They say that baseball is a game of inches, or centimeters if you find yourself in the British Isles. You could take that old baseball adage and apply it in so many ways, but basically it juxtaposes the reality of how easily the game can change on a dime or how suddenly the momentum in a game can shift.

vic blackBut for now I want to shift your focus back to the Mets and our newest addition Vic Black.

The New York Times ran an interesting story about him yesterday, and it touches on how he reinvented himself by adding one small and odd movement to his delivery – a glove tap.

That said, it’s amazing how the most subtlest change in a batter’s swing or a pitcher’s delivery can transform a player from being plain old mediocre to an All Star caliber performer.

Vic Black’s career as a pitcher was unsettled in 2011. His fastball fell to 88 miles per hour from 97. As a 23-year-old right-handed reliever pitching in an age of power arms, throwing a pedestrian 88 m.p.h. was not going to get him out of Class A ball. It was more likely to run him out of baseball.

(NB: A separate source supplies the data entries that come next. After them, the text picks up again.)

PR #1577, opened 2018-11-27
added a qemu-img map an unaligned image case

hereischen:
id: 1653579

### DIFF
--- a/qemu/tests/qemu_img_map_unaligned_image.py
+++ b/qemu/tests/qemu_img_map_unaligned_image.py
@@ -1,0 +1,57 @@
+import logging
+import random
+import json
+import string
+
+from avocado.utils import process
+from virttest import data_dir
+from virttest.qemu_storage import QemuImg
+
+
+def run(test, params, env):
+    """
+    qemu-img map an unaligned image.
+
+    1.create a raw file using truncate
+    2.write data into the raw file
+    3.verify the dumped mete-data using qemu-img map
+
+    :param test: Qemu test object
+    :param params: Dictionary with the test parameters
+    :param env: Dictionary with test environment
+    """
+    def _generate_random_string(max_len=19):
+        """Generate random alphabets string in the range of [1, max_len+1]."""
+        random_str = ''.join(random.choice(
+            string.ascii_lowercase) for _ in range(random.randint(1, max_len)))
+        return random_str, len(random_str)
+
+    def _verify_qemu_img_map(output, str_len):
+        """Verify qemu-img map's output."""
+        logging.info("Verify the dumped mete-data of the unaligned image.")
+        expected = [{"start": 0, "length": str_len, "depth": 0,
+                    "zero": False, "data": True, "offset": 0},
+                    {"start": str_len, "length": 512 - (str_len % 512),
+                     "depth": 0, "zero": True, "data": False,
+                     "offset": str_len}]
+        res = json.loads(output)
+        if res != expected:
+            test.fail("The dumped mete-data of the unaligned "
+                      "image '%s' is not correct." % img.image_filename)
+
+    img_param = params.object_params("test")
+    img = QemuImg(img_param, data_dir.get_data_dir(), "test")
+
+    logging.info("Create a new file %s using truncate." % img.image_filename)
+    process.run("rm -f %s" % img.image_filename)
+    process.run("truncate -s 1G %s " % img.image_filename)
+
+    random_str, str_len = _generate_random_string()
+    logging.info("Write '%s' into the file %s." % (random_str,
+                                                   img.image_filename))
+    process.run("echo -n '%s' > %s" % (random_str, img.image_filename),
+                shell=True)
+    res = img.map(output="json")
+    if res.exit_status != 0:
+        test.fail("qemu-img map error: %s." % res.stderr_text)
+    _verify_qemu_img_map(res.stdout_text, str_len)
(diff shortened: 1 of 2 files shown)


qemu/tests/qemu_img_map_unaligned_image.py
```diff
@@ -0,0 +1,51 @@
...
+    """
+    def _generate_random_string(max_len=19):
+        """Generate random alphabets string in the range of [1, max_len]."""
+        random_str = ''.join(random.choice(
+            string.ascii_lowercase) for _ in range(random.randint(0, max_len)))
+        return random_str, len(random_str)
+
+    def _verify_qemu_img_map(output, str_len):
+        """Verify qemu-img map's output."""
+        # str_len + 1 is expected qeme-img map output for length
```
hellenmao: Maybe 'str_len + 1 is the actual bytes in storage' is better?

qemu/tests/qemu_img_map_unaligned_image.py
```diff
@@ -0,0 +1,51 @@
...
+        expected = {"start": 0, "length": str_len + 1, "depth": 0,
+                    "zero": False, "data": True, "offset": 0}
+        res = json.loads(output)[0]
+        if res != expected:
+            test.fail("qemu-img map on an unaligned image is not correct.")
```
hellenmao: 'The dumped metedata info of the unaligned image is not correct' would be better, thanks.

qemu/tests/qemu_img_map_unaligned_image.py
```diff
@@ -0,0 +1,51 @@
...
+    :param env: Dictionary with test environment
+    """
+    def _generate_random_string(max_len=19):
+        """Generate random alphabets string in the range of [1, max_len]."""
+        random_str = ''.join(random.choice(
+            string.ascii_lowercase) for _ in range(random.randint(0, max_len)))
+        return random_str, len(random_str)
+
+    def _verify_qemu_img_map(output, str_len):
+        """Verify qemu-img map's output."""
```
hellenmao: Maybe 'str_len + 1 is the actual allocated bytes in storage' is better?

qemu/tests/qemu_img_map_unaligned_image.py
```diff
@@ -0,0 +1,53 @@
...
+from virttest.qemu_storage import QemuImg
+
+
+def run(test, params, env):
+    """
+    qemu-img map an unaligned image.
+
+    1.create a raw file using truncate
+    2.write data into the raw file
+    3.qeme-img map to verify map function works as expected
```
hellenmao: 'verify the dumped mete-data by 'qemu-img map'' would be better?

hellenmao:
Ack.

PaulYuuu:
Acked-by: Yihuang Yu <yihyu@redhat.com>

qemu/tests/qemu_img_map_unaligned_image.py
```diff
@@ -0,0 +1,53 @@
...
+    logging.info("Create a new file %s using truncate." % img.image_filename)
+    process.run("rm -f %s" % img.image_filename)
+    process.run("truncate -s 1G %s " % img.image_filename)
+
+    random_str, str_len = _generate_random_string()
+    logging.info("Write '%s' into the file %s." % (random_str,
+                                                   img.image_filename))
+    process.run("echo '%s' > %s" % (random_str, img.image_filename),
+                shell=True)
+    output = img.map(output="json").stdout_text
```
pingl2016: Before verify cmd_result.output, you should check whether the command is failed. In the original use case, a core dump will be generated by qemu-img, when dump the metadata of an unaligned image. Then there is no output, only stderr.

qemu/tests/qemu_img_map_unaligned_image.py
```diff
@@ -0,0 +1,53 @@
...
+            string.ascii_lowercase) for _ in range(random.randint(1, max_len)))
+        return random_str, len(random_str)
+
+    def _verify_qemu_img_map(output, str_len):
+        """Verify qemu-img map's output."""
+        logging.info("Verify the dumped mete-data of the unaligned image.")
+        # str_len + 1 is the actual allocated bytes in storage
+        expected = {"start": 0, "length": str_len + 1, "depth": 0,
+                    "zero": False, "data": True, "offset": 0}
+        res = json.loads(output)[0]
```
pingl2016: Only check the allocated spaces are not enough when json format is used. You should also check the left space(from 'str_len + 1' to the end) are unallocated

qemu/tests/qemu_img_map_unaligned_image.py
```diff
@@ -0,0 +1,53 @@
...
+    img = QemuImg(img_param, data_dir.get_data_dir(), "test")
+
+    logging.info("Create a new file %s using truncate." % img.image_filename)
+    process.run("rm -f %s" % img.image_filename)
+    process.run("truncate -s 1G %s " % img.image_filename)
+
+    random_str, str_len = _generate_random_string()
+    logging.info("Write '%s' into the file %s." % (random_str,
+                                                   img.image_filename))
+    process.run("echo '%s' > %s" % (random_str, img.image_filename),
```
pingl2016: It is better to use "echo -n"

hereischen: updated, thanks

PR #4210, opened 2024-11-19
virtio-mem is not supported on 32-bit system

menli820:
virtio-mem is not supported on 32-bit system,
so remove virtio-mem test from i386.

ID: 2886

Signed-off-by: menli <menli@redhat.com>

PR #4215, opened 2024-11-25
Update the method to check driver was installed

menli820:
For currently win11 and win2025 always fail with
windows update case, the root case is that:
For INF isolation all win11 drivers are moved to DriverStore (C:\WINDOWS\system32\DriverStore\FileRepository).
Each installation creates a new directory in
the DriverStore folder depending on the driver hash. While for win10 drivers, there are no change.
So change the method to check whether the driver was installed. After the test, all guests work normally.

ID: 1726

### DIFF
--- a/qemu/tests/win_virtio_driver_install_from_update.py
+++ b/qemu/tests/win_virtio_driver_install_from_update.py
@@ -48,7 +48,6 @@ def run(test, params, env):
     device_hwid = params["device_hwid"]
     devcon_path = params["devcon_path"]
     install_driver_cmd = params["install_driver_cmd"]
-    check_stat = params["check_driver_stat"] % driver_name
     chk_cmd = params["vio_driver_chk_cmd"] % device_name[0:30]
     chk_timeout = int(params.get("chk_timeout", 240))
 
@@ -69,11 +68,7 @@ def run(test, params, env):
     vm.send_key("meta_l-d")
     time.sleep(30)
     session.cmd(install_driver_cmd)
-    # workaround for viostor and vioscsi as driver status still be running
-    # after uninstall
-    if driver_name in ("viostor", "vioscsi"):
-        time.sleep(120)
-    if not utils_misc.wait_for(lambda: not session.cmd_status(check_stat), 600, 0, 10):
+    if not utils_misc.wait_for(lambda: not session.cmd_status(chk_cmd), 600, 60, 10):
         test.fail(
             "%s Driver can not be installed correctly from "
             "windows update" % driver_name
--- a/qemu/tests/win_virtio_driver_install_from_update.py
+++ b/qemu/tests/win_virtio_driver_install_from_update.py
@@ -1,6 +1,7 @@
 import time
 
 from virttest import error_context, utils_misc
+from virttest.utils_windows import virtio_win
 
 from provider import win_driver_utils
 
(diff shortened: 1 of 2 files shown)


menli820:
Test result：
 (1/1) Host_RHEL.m9.u5.ovmf.qcow2.virtio_scsi.up.virtio_net.Guest.Win2025.x86_64.io-github-autotest-qemu.win_virtio_driver_install_from_update.with_viorng.q35: STARTED
 (1/1) Host_RHEL.m9.u5.ovmf.qcow2.virtio_scsi.up.virtio_net.Guest.Win2025.x86_64.io-github-autotest-qemu.win_virtio_driver_install_from_update.with_viorng.q35: PASS (359.15 s)
JOB HTML   : /root/avocado/job-results/job-2024-11-22T04.10-0b7772d/results.html
JOB TIME   : 361.53 s

other cases also pass, but I lost the result.


@heywji @xiagao please help to review it, thanks

leidwang:
Hi @menli820 Please sign the commit, same as this MR https://github.com/autotest/tp-qemu/pull/4210/commits

xiagao:
It looks good to me, if the script could print the updated driver version would be good.

menli820:
> It looks good to me, if the script could print the updated driver version would be good.
 "print the driver version"  will be added with another patch, thanks

xiagao:
> > It looks good to me, if the script could print the updated driver version would be good.
> > @xiagao thanks  "print the driver version"  will be added with another patch

If the code changes are minimal, how about sending one patch with two commits?

menli820:
> > > It looks good to me, if the script could print the updated driver version would be good.
> > > @xiagao thanks  "print the driver version"  will be added with another patch
> 
> If the code changes are minimal, how about sending one patch with two commits?

Yes， of course， I may update it a bit later as I am working on some high priority task, so we can leave it for 2 days without any update:) .

menli820:
[stdlog] 2024-12-01 21:13:08,527 aexpect.client client           L1216 DEBUG| [10.72.143.98] Sending command: echo %errorlevel%
[stdlog] 2024-12-01 21:13:08,634 avocado.test win_virtio_drive L0109 INFO | ['100.100.104.26600']

@xiagao @heywji  please help to review it when you free, thanks

qemu/tests/win_virtio_driver_install_from_update.py
```diff
@@ -89,5 +100,12 @@ def start_wuauserv_service(session):
         test.fail(fail_log)
     elif "TRUE" not in chk_output:
         test.error("Device %s is not found in guest" % device_name)
+    cmd = wmic.make_query(
```
xiagao, line 103: I'd like to recommend using the present utility.
https://github.com/autotest/tp-qemu/blob/master/provider/win_driver_utils.py#L62

qemu/tests/win_virtio_driver_install_from_update.py
```diff
@@ -73,7 +73,18 @@ def start_wuauserv_service(session):
     # after uninstall
     if driver_name in ("viostor", "vioscsi"):
         time.sleep(120)
-    if not utils_misc.wait_for(lambda: not session.cmd_status(check_stat), 600, 0, 10):
+
+    driver_svc = params.get("driver_svc", driver_name)
```
xiagao, line 77: And how about using the dict in https://github.com/avocado-framework/avocado-vt/blob/master/virttest/utils_windows/virtio_win.py#L18?  Then there is no need to define 'driver_svc' parameter.

heywji:
It has passed in the RHEL95 host with '--clone=yes'. So LGTM.

qemu/tests/win_virtio_driver_install_from_update.py
menli820: update it, thanks

qemu/tests/win_virtio_driver_install_from_update.py
menli820: Actually define 'driver_svc' parameter, seems be more easier.
But I preferred to accept this suggestion, as It will be convenient for us to track where the  'driver_svc' come from the first time.

xiagao (approved):
The code looks good to me.

menli820:
@vivianQizhu  please help to review it when you free, thanks

vivianQizhu (approved):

But one afternoon in Jupiter, Fla., while playing for the Pittsburgh Pirates’ Class A team, Bradenton, Black was throwing what he called a “mindless bullpen session,” trying to find a career switch to flip. He patted his glove with the ball in his right hand in mid-windup during warm-ups, like always, and threw a pitch while the pitching coach Mike Steele was looking on.

“Do that,” Black said Steele told him.

“You mean pat my glove,” Black said.

“Yes,” Steele said.

“It’s not illegal?” Black said.

“No, we don’t care what you do, try it,” Steele said.

It was an audacious move because Black had always used a normal windup without patting his glove in mid-windup. So he toed the rubber and patted his glove in mid-windup for Steele. The ball flew out of his hand. Black, who is now throwing in the 90s again, stood there stunned. He threw another pitch, then another and then another. The catcher, Ramon Cabrera, who is now in the Tigers’ organization, looked like a hockey goalie diving around, trying to prevent wild pitches.

Black stayed in the bullpen for a week to work on his control, and then in his first outing he pitched an inning and struck out two and got a groundout. “I hadn’t had two strikeouts in an inning in a long time,” said Black, whom the Mets acquired from the Pirates on Aug. 27 as part of a trade for Marlon Byrd. “It was just 100 times better. Your body responds to it, your mind responds to it, you feel free again.”

By now most of you know that, the Mets originally drafted the 6-foot-4 righthander in the 41st round of the 2006 draft, but he opted to go to college and eventually was drafted 49th overall by the Pirates three years later. Now he finds himself with the team that coveted him in the first place. It’s funny how things work out that way…

While it’s pretty much established that Bobby Parnell is the Mets’ closer, there is at least a small modicum of uncertainty regarding the bulging disc that is giving him pain in his upper back and neck. Surgery has yet to be ruled out.

Enter Black, who  has one goal in mind and that is to become a major league closer.

“Personality and approach-wise, it just fits me to be a closer,” Black said. “It’s the path I want to keep going down. This is my new family, I want to do well with them, doing whatever they need. I’ll throw whenever they need me to throw.”

Hopefully, Parnell returns this Spring healthy and ready to go. But in the off chance that he doesn’t, the Mets may have themselves a potential option in Black if the need arises.

So far, the 25-year old has made two appearances, both of them high-pressure situations, and each time he did his job while stranding five runners in the process.

Picking him up in that Marlon Byrd/John Buck deal may have been a smart and very shrewd move by Sandy Alderson.